++++ The data
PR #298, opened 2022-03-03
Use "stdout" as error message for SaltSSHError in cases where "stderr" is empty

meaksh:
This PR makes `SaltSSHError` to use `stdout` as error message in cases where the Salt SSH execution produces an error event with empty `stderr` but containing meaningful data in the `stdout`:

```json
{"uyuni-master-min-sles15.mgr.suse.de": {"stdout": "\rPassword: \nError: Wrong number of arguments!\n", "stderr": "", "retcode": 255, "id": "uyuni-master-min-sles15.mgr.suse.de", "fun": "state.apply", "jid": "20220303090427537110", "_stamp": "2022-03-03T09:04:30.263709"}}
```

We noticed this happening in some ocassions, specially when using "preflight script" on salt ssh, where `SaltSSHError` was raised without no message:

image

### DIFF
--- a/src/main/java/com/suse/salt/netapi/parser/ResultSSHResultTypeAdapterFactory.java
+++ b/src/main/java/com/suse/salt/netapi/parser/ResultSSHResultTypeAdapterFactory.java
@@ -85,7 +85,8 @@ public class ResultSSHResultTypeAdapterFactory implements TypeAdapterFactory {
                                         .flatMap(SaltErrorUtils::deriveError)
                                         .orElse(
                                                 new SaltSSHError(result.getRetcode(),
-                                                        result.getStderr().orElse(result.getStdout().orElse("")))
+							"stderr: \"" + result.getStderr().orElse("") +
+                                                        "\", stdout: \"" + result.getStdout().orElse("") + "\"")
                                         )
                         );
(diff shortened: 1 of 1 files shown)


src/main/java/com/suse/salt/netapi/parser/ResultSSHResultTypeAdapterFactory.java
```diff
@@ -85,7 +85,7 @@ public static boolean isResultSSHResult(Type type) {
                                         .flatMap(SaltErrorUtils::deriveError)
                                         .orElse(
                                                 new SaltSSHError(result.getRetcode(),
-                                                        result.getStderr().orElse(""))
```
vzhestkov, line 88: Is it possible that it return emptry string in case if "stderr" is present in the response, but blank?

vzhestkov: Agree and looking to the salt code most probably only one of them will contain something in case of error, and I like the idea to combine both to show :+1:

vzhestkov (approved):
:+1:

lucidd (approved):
++++++++
### Your goal
Please report all lines in the entries where "java" appears.

### Solution to the problem
--- a/src/main/java/com/suse/salt/netapi/parser/ResultSSHResultTypeAdapterFactory.java
+++ b/src/main/java/com/suse/salt/netapi/parser/ResultSSHResultTypeAdapterFactory.java
src/main/java/com/suse/salt/netapi/parser/ResultSSHResultTypeAdapterFactory.java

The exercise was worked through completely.